While good for consumers, that is bad for Rogers’ bottom line, so the company’s formerly frank warnings to customers are “being modified” to help the company “stimulate” revenue and restore the predicted revenue growth from the high-priced roaming plans.

“We tried to create real transparency about when people and how people could get on data packages as they went overseas,” admits Robert Bruce, president of Rogers Communications Division. “We put in a fair number of reminders to let people know that they were on à la carte pricing, and we think that these dissuaded significantly customers from using it and possibly created some confusion along the way.”

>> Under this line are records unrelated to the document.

PR #4168, opened 2025-07-07
[chore] Move k8s client init to target allocator main

swiatekm:
Initialize the k8s clients in the main function and pass them to objects which need them. This way we can reuse the clients and test more easily.


jaronoff97 (approved):
other than the GCI, this is fine

iblancasa (approved):

Issue #4138, opened 2025-06-27
Add `extraLabels` to `spec.observability.metrics`


yuzhouliu9:
### Component(s)

collector

### Is your feature request related to a problem? Please describe.

When an OpenTelemetryCollector is configured with the following
```yaml
spec:
  observability:
    metrics:
      enableMetrics: true
```

It will create a ServiceMonitor. However there is no configuration to add [extraLabels](https://github.com/open-telemetry/opentelemetry-helm-charts/blob/main/charts/opentelemetry-operator/values.yaml#L133) like in the case of the opentelemetry-operator.

Our prometheus instance is configured to only pick up ServiceMonitors and PodMonitors with a specific label. So the ServiceMonitors created from OpenTelemetryCollector are not being picked up as a target by prometheus right now.

Could this be added as a configuration parameter?

Thanks!

### Describe the solution you'd like

New field under metrics named `extraLabels` that is a map[string]string
```yaml
spec:
  observability:
    metrics:
      enableMetrics: true
      serviceMonitor:
        extraLabels:
          prometheus: kube-prometheus
```

### Describe alternatives you've considered

Create the ServiceMonitor object manually instead of relying on OpenTelemetryCollector

yuzhouliu9:
Thank you so much @Horiodino !

PR #4174, opened 2025-07-09
[chore] Add extra labels to  spec observability metrics

Horiodino:
**Description:**  
Added support for `extraLabels` in `spec.observability.metrics` to allow users to attach additional labels to the generated ServiceMonitor.  

Fixes: https://github.com/open-telemetry/opentelemetry-operator/issues/4138#event-18534809348

- Resolves: #4138

**Testing:**  
- Added unit tests to cover cases:
  - With empty `extraLabels`
  - With custom `extraLabels` map containing multiple labels
- Verified generated ServiceMonitor contains the expected labels.

**Documentation:**  
- Updated API docs to document the new `extraLabels` field under `spec.observability.metrics`.
- Regenerated CRDs and bundle manifests to include the new field.


internal/manifests/collector/servicemonitor.go
```diff
@@ -111,3 +113,10 @@ func endpointsFromConfig(logger logr.Logger, otelcol v1beta1.OpenTelemetryCollec
 	}
 	return endpoints
 }
+
+// addExtraLabels adds extra labels to the ServiceMonitor labels map.
+func addExtraLabels(labels *map[string]string, extraLabels map[string]string) {
+	for k, v := range extraLabels {
```
iblancasa: Maybe we should log something if the label already exists. Because this will overwrite the value.

iblancasa (dismissed):
Please add:
- a changelog
- improve the e2e test to check this new feature

Horiodino:
@iblancasa could you please cross-check https://github.com/open-telemetry/opentelemetry-operator/issues/4184?
I thought it might be related to the changes from this PR, but I already tested it locally and didn’t get any errors:

```make test

✓  internal/instrumentation (21.838s)
✓  internal/controllers (40.73s)

=== Skipped
=== SKIP: internal/controllers TestRegisterWithManager_OpAMPBridge (0.00s)
    opampbridge_controller_test.go:159: this test requires a real cluster, otherwise the GetConfigOrDie will die

=== SKIP: internal/controllers TestRegisterWithManager (0.00s)
    reconcile_test.go:1188: this test requires a real cluster, otherwise the GetConfigOrDie will die

DONE 1795 tests, 2 skipped in 55.687s
```

internal/manifests/collector/servicemonitor.go
```diff
@@ -49,6 +49,8 @@ func createServiceMonitor(name string, params manifests.Params, serviceType Serv
 	var sm monitoringv1.ServiceMonitor
 
 	labels := manifestutils.Labels(params.OtelCol.ObjectMeta, name, params.OtelCol.Spec.Image, ComponentOpenTelemetryCollector, []string{})
+	// Add extra labels to the ServiceMonitor
+	addExtraLabels(&params.Log, &labels, params.OtelCol.Spec.Observability.Metrics.ExtraLabels)
```
swiatekm: You've added the new `extraLabels` field to a common struct which affects both the OpenTelemetryCollector and TargetAllocator CRDs. This means you also need to implement this change for ServiceMonitors created by the latter [here](https://github.com/open-telemetry/opentelemetry-operator/blob/main/internal/manifests/targetallocator/servicemonitor.go).

This will also require moving your helper function to the `manifestutils` package and updating E2E tests.

tests/e2e-prometheuscr/create-sm-prometheus-exporters/09-assert.yaml
```diff
@@ -0,0 +1,122 @@
+apiVersion: monitoring.coreos.com/v1
+kind: ServiceMonitor
+metadata:
+  labels:
```
swiatekm, line 4: For all of these asserts, do we need to check the whole ServiceMonitor? It looks like checking the labels should be sufficient.

Horiodino: I added it just to be safe in case it didn’t break anything , no problem, I’ll minimize the assert.

internal/manifests/manifestutils/labels.go
```diff
@@ -88,3 +89,15 @@ func TASelectorLabels(instance v1alpha1.TargetAllocator, component string) map[s
 	}
 	return selectorLabels
 }
+
+// AddExtraLabels adds extra labels to the ServiceMonitor labels map.
+func AddExtraLabels(logger *logr.Logger, labels *map[string]string, extraLabels map[string]string) {
```
swiatekm:
```suggestion
func AddExtraLabels(logger *logr.Logger, labels map[string]string, extraLabels map[string]string) {
```

Maps are already reference types, you don't need a pointer here.

internal/manifests/manifestutils/labels.go
```diff
@@ -88,3 +89,15 @@ func TASelectorLabels(instance v1alpha1.TargetAllocator, component string) map[s
 	}
 	return selectorLabels
 }
+
+// AddExtraLabels adds extra labels to the ServiceMonitor labels map.
+func AddExtraLabels(logger *logr.Logger, labels map[string]string, extraLabels map[string]string) {
+	for k, v := range extraLabels {
+		if existingValue, exists := (labels)[k]; exists {
+			if existingValue != v {
+				logger.Info("Overwriting label", "label", k, "old value", existingValue, "new value", v)
```
frzifus, line 98: Should that maybe be a warning? That would highlight it in any case.

Horiodino: actually its interface from the github.com/go-logr/logr package does NOT provide a Warn method.

Horiodino:
Thank you, I appreciate your guidance! If there are any other issues you’d like to assign , that would be wonderful

PR #4, opened 2021-07-27
Zok to ABY pipeline 

edwjchen:
***Completed***
- Lowering layer from CirC IR to ABY Circuits
- Output layer to write translated code into ABY submodule and update CMake files
- Python testing framework for ABY tests

***Future Action Items***
ABY support for:
  - Power
  - Negation
  - Division
  - Remainder
  - Left shift
  - Right shift
  - Conditionals
  
Tests:
  - Add test cases with public values


src/target/aby/trans.rs
```diff
@@ -0,0 +1,477 @@
...
+                        self.cache.insert(
+                            t.clone(),
+                            EmbeddedTerm::Bv(format!("circ->PutXORGate({}, {})", a, b)),
+                        );
+                    }
+                    BvNaryOp::Or => {
+                        self.cache.insert(
+                            t.clone(),
+                            EmbeddedTerm::Bv(format!(
+                                "((BooleanCircuit *)circ)->PutORGate({}, {})",
```
alex-ozdemir, line 374: I'm intrigued by this cast.

src/target/aby/trans.rs
```diff
@@ -0,0 +1,477 @@
...
+                self.cache.insert(
+                    t.clone(),
+                    EmbeddedTerm::Bool(format!("circ->PutMUXGate({}, {}, {})", a, b, sel)),
+                );
+            }
+            Op::BvNaryOp(o) => {
+                let a = self.get_bv(&t.cs[0]);
+                let b = self.get_bv(&t.cs[1]);
+
+                match o {
```
alex-ozdemir, line 363: Save the weird cast, all of these have the same structure, so you could so something like

```
self.cache.insert(
  t.clone(),
  EmbeddedTerm::Bv(format!("circ->{}({}, {})",
    match o {
      BvNaryOp::Xor => "PutXORGate",
      // ...
    }, a, b)));
```

src/target/aby/trans.rs
```diff
@@ -0,0 +1,477 @@
...
+                match op {
+                    BvBinPred::Uge => {
+                        let eq = self.embed_eq(t.clone(), &t.cs[0], &t.cs[1]);
+                        self.cache.insert(
+                            t.clone(),
+                            EmbeddedTerm::Bool(format!(
+                                "((BooleanCircuit *)circ)->PutORGate(circ->PutGTGate({}, {}), {})",
+                                a, b, eq
+                            )),
+                        );
```
alex-ozdemir, line 281: Did you consider embedding this (and ULT) as NOT composed with LT (and similar for ULT)? I worry that both EQ and LT/GT are expensive in MPC, while NOT is cheap.

src/target/aby/trans.rs
```diff
@@ -0,0 +1,477 @@
...
+                let a = self.get_bv(&t.cs[1]).clone();
+                let b = self.get_bv(&t.cs[2]).clone();
+                self.cache.insert(
+                    t.clone(),
+                    EmbeddedTerm::Bool(format!("circ->PutMUXGate({}, {}, {})", a, b, sel)),
+                );
+            }
+            Op::BvNaryOp(o) => {
+                let a = self.get_bv(&t.cs[0]);
+                let b = self.get_bv(&t.cs[1]);
```
alex-ozdemir, line 361: This isn't quite right. While your tests seem to only be generating _binary_ additions, multiplications, etc., these are n-ary operators, and the compiler might give you n-ary instances of them. Perhaps you need to fold over the list here?

alex-ozdemir: You should be able to create a problematic test case by just adding 3 numbers (unless I'm missing something)

alex-ozdemir: Alternatively, you might write and IR-to-IR transformation pass that just binarizes the operator. That would be more re-usable, but perhaps a bit more code.

src/target/aby/trans.rs
```diff
@@ -0,0 +1,477 @@
...
+                        self.cache.insert(
+                            t.clone(),
+                            EmbeddedTerm::Bv(format!("circ->PutMULGate({}, {})", a, b)),
+                        );
+                    }
+                }
+            }
+            Op::BvBinOp(o) => {
+                let a = self.get_bv(&t.cs[0]);
+                let b = self.get_bv(&t.cs[1]);
```
alex-ozdemir, line 401: This is good. These ops are binary.

src/target/aby/trans.rs
```diff
@@ -0,0 +1,477 @@
...
+            Op::Not => {
+                let a = self.get_bool(&t.cs[0]);
+                self.cache.insert(
+                    t.clone(),
+                    EmbeddedTerm::Bool(format!("((BooleanCircuit *)circ)->PutINVGate({})", a)),
+                );
+            }
+            Op::BoolNaryOp(o) => {
+                let a = self.get_bool(&t.cs[0]).clone();
+                let b = self.get_bool(&t.cs[1]).clone();
```
alex-ozdemir, line 243: See comment below about n-ary bitvector operators.

alex-ozdemir (approved):
Thanks for doing this Edward, and good work!

I left a few comments about style and correctness. You can address them in this PR, or defer them---your call.

src/target/aby/trans.rs
edwjchen: Similar with the negation gate, OR apparently only works with Boolean Circuits... 
[Searching for PutORGate only shows boolean_circuits.cpp](https://github.com/encryptogroup/ABY/search?q=putorgate)

alex-ozdemir: Ah, makes sense. I thought this meant something else, which is why I was confused.

src/target/aby/trans.rs
edwjchen: I added an nary_add test case:

def main(private<1> u32 a, private<2> u32 b,  private<2> u32 c) -> u32:
  return a + b + c

and I got back this set of terms:

(bvadd (bvadd main_f0_lex0_a_v0 main_f0_lex0_b_v0) main_f0_lex0_c_v0)

I checked the MPC optimizations and it looks like we removed the flatten optimization since all of the gates only take in binary inputs anyways. 

Without the flatten optimization, I think there shouldn't be any nary-terms (unless I'm also missing something here).

alex-ozdemir: Ah, I see---I was missing something. We're getting lucky here, in a sense, because the ZoKrates front-end is not producing an n-ary term for `a + b + c`.

That doesn't mean the front-end *never* produces n-ary terms though. I bet it does in some array cases.

src/target/aby/trans.rs
edwjchen: very cool!

src/target/aby/trans.rs
edwjchen: Will punt this to the next PR!

src/target/aby/trans.rs
edwjchen: I see, is there any difference between these two options other than reusability?
- writing an IR-to-IR transformation that binarizes the operator 
- using a for loop to iterate and append a gate for each of the inputs

alex-ozdemir: I don't see any.

edwjchen: I'll add the binarize translation layer into the IR in the next PR!

alex-ozdemir:
Woo! :tada:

Rogers Cable customers are also finding some of the company’s newest innovations a challenge to their monthly broadband usage allowances, among the lowest in Canada:

  • Rogers Remote TV Manager: Enables cable subscribers to search programming and manage PVR recordings anytime on any device;
  • Rogers Live TV. This service lets cable customers stream live TV channels on their tablets and watch shows anywhere they are in the home;
  • Rogers On Demand TV app on Microsoft’s Xbox 360 LIVE platform, bringing Rogers On Demand TV to the gaming console;
  • A refresh of the digital cable user interface, improving ease of use for the Whole Home PVR and a better program guide and search function.

In the long term, Rogers is moving towards an IP-based delivery system for its video programming, allowing the company to deliver video across different platforms more efficiently.  As Rogers converts the rest of its cable systems to digital cable, it is opening up new broadband capacity — a critical part of the company’s revenues.

Rogers admits it uses data caps to drive revenue.  By moving customers into higher usage, more expensive tiers, Rogers is able to drive revenue upwards as well.

“As customers continue every quarter, in and out, to consume more and more and spend more and more time on the Internet, we think it’s both a great opportunity for us and a welcome addition to the product offering from a customer perspective,” Bruce said.